What is being asked> Every line of the data below is to be written out again exactly.

Data provided>

PR #923, opened 2025-04-16
Enable python 3.12 compatibility in testing environment

gboutry:
Fix github workflows by moving to jammy, drop support for python 3.6 and 3.7.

Exercise result>
PR #923, opened 2025-04-16
Enable python 3.12 compatibility in testing environment

gboutry:
Fix github workflows by moving to jammy, drop support for python 3.6 and 3.7.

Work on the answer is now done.